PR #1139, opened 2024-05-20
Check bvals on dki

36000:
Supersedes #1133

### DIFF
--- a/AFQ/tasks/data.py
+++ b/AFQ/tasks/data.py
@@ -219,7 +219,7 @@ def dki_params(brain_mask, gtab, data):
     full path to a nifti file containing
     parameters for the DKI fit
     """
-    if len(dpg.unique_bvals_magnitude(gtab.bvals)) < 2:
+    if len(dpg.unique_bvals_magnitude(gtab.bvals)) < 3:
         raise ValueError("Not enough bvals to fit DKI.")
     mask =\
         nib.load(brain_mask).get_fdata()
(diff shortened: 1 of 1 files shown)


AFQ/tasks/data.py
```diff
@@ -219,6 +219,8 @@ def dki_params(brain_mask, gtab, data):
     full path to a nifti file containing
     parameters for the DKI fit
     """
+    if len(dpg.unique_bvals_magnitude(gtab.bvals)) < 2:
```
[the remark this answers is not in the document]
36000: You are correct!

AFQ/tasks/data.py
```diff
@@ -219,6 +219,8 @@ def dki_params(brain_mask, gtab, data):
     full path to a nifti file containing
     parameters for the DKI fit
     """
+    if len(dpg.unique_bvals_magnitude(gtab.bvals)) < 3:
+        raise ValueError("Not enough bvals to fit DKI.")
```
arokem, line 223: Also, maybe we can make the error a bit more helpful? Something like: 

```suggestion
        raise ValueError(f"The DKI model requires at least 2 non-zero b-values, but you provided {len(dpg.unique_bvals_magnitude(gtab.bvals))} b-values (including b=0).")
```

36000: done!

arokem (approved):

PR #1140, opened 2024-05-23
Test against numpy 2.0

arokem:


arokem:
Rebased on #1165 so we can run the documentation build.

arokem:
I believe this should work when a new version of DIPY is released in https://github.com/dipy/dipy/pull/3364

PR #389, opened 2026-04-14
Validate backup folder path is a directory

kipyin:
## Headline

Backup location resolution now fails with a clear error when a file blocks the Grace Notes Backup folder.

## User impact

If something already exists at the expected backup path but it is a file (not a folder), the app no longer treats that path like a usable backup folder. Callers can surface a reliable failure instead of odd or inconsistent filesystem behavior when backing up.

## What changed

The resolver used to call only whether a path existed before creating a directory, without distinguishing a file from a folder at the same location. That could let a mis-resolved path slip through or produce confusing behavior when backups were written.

* * *

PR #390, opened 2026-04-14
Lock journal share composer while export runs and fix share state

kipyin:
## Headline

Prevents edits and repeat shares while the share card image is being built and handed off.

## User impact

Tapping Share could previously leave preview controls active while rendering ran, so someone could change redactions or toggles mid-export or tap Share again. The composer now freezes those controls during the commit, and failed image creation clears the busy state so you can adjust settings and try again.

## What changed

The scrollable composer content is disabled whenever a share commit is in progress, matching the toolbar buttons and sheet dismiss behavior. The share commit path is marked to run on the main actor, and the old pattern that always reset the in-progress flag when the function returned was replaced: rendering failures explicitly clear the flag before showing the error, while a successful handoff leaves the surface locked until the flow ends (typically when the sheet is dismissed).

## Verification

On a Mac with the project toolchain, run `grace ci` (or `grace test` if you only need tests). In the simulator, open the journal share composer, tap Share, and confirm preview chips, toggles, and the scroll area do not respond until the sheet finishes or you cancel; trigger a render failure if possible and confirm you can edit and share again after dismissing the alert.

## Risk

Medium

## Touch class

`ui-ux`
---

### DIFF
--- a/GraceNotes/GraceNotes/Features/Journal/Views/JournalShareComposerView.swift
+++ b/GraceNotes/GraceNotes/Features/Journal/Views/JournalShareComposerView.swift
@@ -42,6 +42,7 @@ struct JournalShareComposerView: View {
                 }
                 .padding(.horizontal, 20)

* * *

▸ What you will do
Look for the string "GraceNotes" in the listing above and copy every line holding it.

▸ Solved problem
--- a/GraceNotes/GraceNotes/Features/Journal/Views/JournalShareComposerView.swift
+++ b/GraceNotes/GraceNotes/Features/Journal/Views/JournalShareComposerView.swift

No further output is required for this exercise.